What needs to be done: Look through the entries below and report every line that has "sealed".

Information:
--- --- ---

PR #336, opened 2026-05-16
Refactor SearchType to sealed trait + case objects (closes #295)

visit2rahul:
Origin: @schenksj 's review suggestion #9 on PR #287.

Replace the SearchType object's String constants with a sealed trait and case objects, so that:

- Pattern matches on search types are exhaustive at compile time — adding a new search type causes the compiler to flag every non-exhaustive match site, rather than the previous `case _ =>` silently absorbing missing branches.
- Construction sites are type-checked — invalid raw strings can no longer reach IndexQueryExpression / IndexQueryAllExpression / IndexQueryFilter / IndexQueryAllFilter constructors, so the runtime `require()` guards are dropped.
- IDE "find all usages" works per case object.

The `value` field on each case object preserves the wire-format string for serialization, SQL display, and external integration. A `SearchType.fromString` helper provides the single boundary where untrusted strings cross into the typed domain.

Files updated beyond the original issue's listed 8:

- IndexQueryExpressionTest.scala, IndexQueryAllExpressionTest.scala — existing unit tests passed String literals as the searchType argument; updated to use SearchType case objects.
- SearchOperatorBehaviors.scala — shared test helper had `searchType: String` fields on SingleFieldSpec / AllFieldsSpec case classes; updated to SearchType.
- IndexTables4SparkExtensions.scala — already passed SearchType.X case-object values, no source change needed; compiles unchanged.
- TextSearchFieldMatchParserTest.scala does not exist in the tree; the equivalent coverage lives in SearchOperatorTest.scala, which previously had two "invalid String" constructor tests that are no longer reachable (the type system now prevents the input from compiling). Replaced with a single SearchType.fromString rejection test at the parser boundary.

Verified locally: 124/124 tests passing across IndexQueryExpressionTest, IndexQueryAllExpressionTest, SearchOperatorTest, and V2IndexQueryAllValidationTest.

### DIFF
--- a/src/main/scala/io/indextables/spark/catalyst/V2IndexQueryExpressionRule.scala
+++ b/src/main/scala/io/indextables/spark/catalyst/V2IndexQueryExpressionRule.scala
@@ -22,7 +22,7 @@ import org.apache.spark.sql.catalyst.plans.logical.{Filter, LogicalPlan, Subquer
 import org.apache.spark.sql.catalyst.rules.Rule
 import org.apache.spark.sql.execution.datasources.v2.DataSourceV2Relation
 
-import io.indextables.spark.expressions.{IndexQueryAllExpression, IndexQueryExpression}
+import io.indextables.spark.expressions.{AllFieldSearchType, IndexQueryAllExpression, IndexQueryExpression, SearchType}
 import io.indextables.spark.filters._
 import org.slf4j.LoggerFactory
 
@@ -306,7 +306,16 @@ object V2IndexQueryExpressionRule extends Rule[LogicalPlan] {
               case (Some(columnName), Some(queryString)) =>
                 if (columnName == "_indexall") {
                   logger.debug(s"V2IndexQueryExpressionRule: Storing _indexall IndexQuery")
-                  indexQueries += IndexQueryAllFilter(queryString, indexQuery.searchType)
+                  // Widen the single-field searchType to its all-field counterpart. The conversion is
+                  // total today because every SingleFieldSearchType case object also extends
+                  // AllFieldSearchType; the compiler will flag this match if a single-field-only case
+                  // is added.
+                  val asAllField: AllFieldSearchType = indexQuery.searchType match {
+                    case SearchType.IndexQuery => SearchType.IndexQuery
+                    case SearchType.TextSearch => SearchType.TextSearch
+                    case SearchType.FieldMatch => SearchType.FieldMatch
+                  }
+                  indexQueries += IndexQueryAllFilter(queryString, asAllField)
                 } else {
                   logger.debug(s"V2IndexQueryExpressionRule: Storing IndexQuery")
                   indexQueries += IndexQueryFilter(columnName, queryString, indexQuery.searchType)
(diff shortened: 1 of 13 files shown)


schenksj (changes requested):
Thanks for taking this on, @visit2rahul — this is a clean, well-scoped refactor and the PR description does a great job laying out the motivation and the extra files touched beyond the issue's listed set. The exhaustive pattern matches in `IndexQueryExpression` are exactly the win the issue was after.

One change request before merging: the refactor loses a subset invariant that the old `require()` guards enforced.

**Before:** `IndexQueryFilter` / `IndexQueryExpression` rejected `searchType = "indexqueryall"` via `validSingleField`, and only the all-fields variants accepted `IndexQueryAll`.

**After:** any `SearchType` is accepted by both expression/filter types. A hint that the type is too wide: the new match in `IndexQueryExpression.scala:50` has to handle `SearchType.IndexQueryAll` (mapping it to `\"indexquery\"`) purely to stay exhaustive, even though that case is semantically nonsensical for a single-field expression.

Could you split the sealed hierarchy so the type system carries the subset constraint? Something like:

```scala
sealed trait SearchType { def value: String }
sealed trait SingleFieldSearchType extends SearchType
sealed trait AllFieldSearchType extends SearchType

case object IndexQuery    extends SingleFieldSearchType with AllFieldSearchType { override val value = \"indexquery\" }
case object IndexQueryAll extends AllFieldSearchType                              { override val value = \"indexqueryall\" }
case object TextSearch    extends SingleFieldSearchType with AllFieldSearchType { override val value = \"textsearch\" }
case object FieldMatch    extends SingleFieldSearchType with AllFieldSearchType { override val value = \"fieldmatch\" }
```

Then `IndexQueryFilter` / `IndexQueryExpression` take `searchType: SingleFieldSearchType` and the all-fields variants take `searchType: AllFieldSearchType`. That restores the old guarantee at compile time (no runtime check needed) and lets the single-field pattern matches drop the `IndexQueryAll` branch entirely.

A couple of smaller, optional notes while you're in there:

- **Style nit:** `override val value: String = \"indexquery\"` in each case object reads a bit more clearly than the bare `val value = \"indexquery\"`.
- **Single string boundary:** `IndexTables4SparkSqlParser.scala:158` does its own local keyword→`SearchType` match rather than routing through the new `SearchType.fromString`. Folding it through `fromString` would make that the single source of truth for string→type conversion, matching the design intent in the new scaladoc. Not required, just consistency.
- **Serialization (sanity check, not a request):** Scala case objects serialize fine as singletons, so Catalyst expression + executor-side filter serialization should be unaffected — but if there isn't already a driver→executor end-to-end test exercising one of these filters, worth a quick manual confirm.

Thanks again — happy to re-review once the subset typing is in.

visit2rahul:
Thank you @schenksj for the review and guidance!

Incorporated the feedback:

1. Split the sealed hierarchy into SingleFieldSearchType and AllFieldSearchType as you outlined, narrowed the constructors, and dropped the IndexQueryAll branch from the single-field matches.

2. Applied `override val value: String = "..."` on each case object.

3. On the SQL parser nit (line 158): kept the local match for now since ascribing the result to `SingleFieldSearchType with AllFieldSearchType` gives a compile-time intersection check that routing through `fromString` would lose. Happy to revisit if you'd rather have the consistency.

4. Serialization sanity check: ran the existing IndexQuery integration tests end-to-end, all green - case-object identity round-trips through Spark fine.

Also added a small SearchTypeTypeSafetyTest with `should compile` / `shouldNot compile` assertions to pin the new invariant.

Changes are committed in 9ef23ccd and ready for your re-review as time permits.

schenksj (approved):
Thank you ,looks great.  will merge as long as the tests pass which are running now

visit2rahul:
sounds good, thank you @schenksj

--- --- ---

Result of this exercise:
Refactor SearchType to sealed trait + case objects (closes #295)
Replace the SearchType object's String constants with a sealed trait and case objects, so that:
Could you split the sealed hierarchy so the type system carries the subset constraint? Something like:
sealed trait SearchType { def value: String }
sealed trait SingleFieldSearchType extends SearchType
sealed trait AllFieldSearchType extends SearchType
1. Split the sealed hierarchy into SingleFieldSearchType and AllFieldSearchType as you outlined, narrowed the constructors, and dropped the IndexQueryAll branch from the single-field matches.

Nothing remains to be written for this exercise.